PROBLEM TO SOLVE:
Would you please write out every record exactly?

....

PR #156, opened 2018-07-20
Update the ExternalRoutableIP at bootup time.

jackyycheng:


connection-service/new-cm-sg-ls-vm/cm_setup_0.1.sh
```diff
@@ -145,6 +145,25 @@ if [ ${sge} = "true" ]; then
 		cp -f SecurityGateway.conf /etc/SecurityGateway.conf
 
 		echo "Finished setting up SG"
+
```
fwang-teradici: how about put the code in a function and invoke the function here

connection-service/new-cm-sg-ls-vm/cm_setup_0.1.sh
```diff
@@ -23,6 +23,29 @@
...
+	# If anyone tries to shutdown the CM/SG, the public IP address of CM/SG would be different next time when you bootup. 
+	# This script will run at bootup time and change the ExternalRoutableIP 
+	echo "Setting up bootup script"
+	file_path=/root/update_ip.sh
+cat <<EOF >$file_path
+#!/bin/bash
+# Make sure SG and CM start up first
+sleep 15
+mypublicip=\$(dig +short myip.opendns.com @resolver1.opendns.com)
+cp -n /etc/SecurityGateway.conf /etc/SecurityGateway.conf.orig
```
cptera: I think the original /etc/SecurityGateway.con.orig is the default SG.conf file when you install a CM/SG (ie, a good reference config file). I'm not sure if we want to overwrite everytime on boot? On the other hand, I don't think customers can modify CM/SG settings easily so they might not need the reference file and maybe this isn't an issue

PR #175, opened 2019-02-14
Make ConnSrvr DSC more resilient:

cptera:
* DSC will loop through all available DCs for root cert and stop at the first successful one


cptera:
implified view of changes: https://github.com/teradici/deploy/pull/175/files?w=1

....

COMPLETED TASK:
PR #156, opened 2018-07-20
Update the ExternalRoutableIP at bootup time.

jackyycheng:


connection-service/new-cm-sg-ls-vm/cm_setup_0.1.sh
```diff
@@ -145,6 +145,25 @@ if [ ${sge} = "true" ]; then
 		cp -f SecurityGateway.conf /etc/SecurityGateway.conf
 
 		echo "Finished setting up SG"
+
```
fwang-teradici: how about put the code in a function and invoke the function here

connection-service/new-cm-sg-ls-vm/cm_setup_0.1.sh
```diff
@@ -23,6 +23,29 @@
...
+	# If anyone tries to shutdown the CM/SG, the public IP address of CM/SG would be different next time when you bootup. 
+	# This script will run at bootup time and change the ExternalRoutableIP 
+	echo "Setting up bootup script"
+	file_path=/root/update_ip.sh
+cat <<EOF >$file_path
+#!/bin/bash
+# Make sure SG and CM start up first
+sleep 15
+mypublicip=\$(dig +short myip.opendns.com @resolver1.opendns.com)
+cp -n /etc/SecurityGateway.conf /etc/SecurityGateway.conf.orig
```
cptera: I think the original /etc/SecurityGateway.con.orig is the default SG.conf file when you install a CM/SG (ie, a good reference config file). I'm not sure if we want to overwrite everytime on boot? On the other hand, I don't think customers can modify CM/SG settings easily so they might not need the reference file and maybe this isn't an issue

PR #175, opened 2019-02-14
Make ConnSrvr DSC more resilient:

cptera:
* DSC will loop through all available DCs for root cert and stop at the first successful one


cptera:
implified view of changes: https://github.com/teradici/deploy/pull/175/files?w=1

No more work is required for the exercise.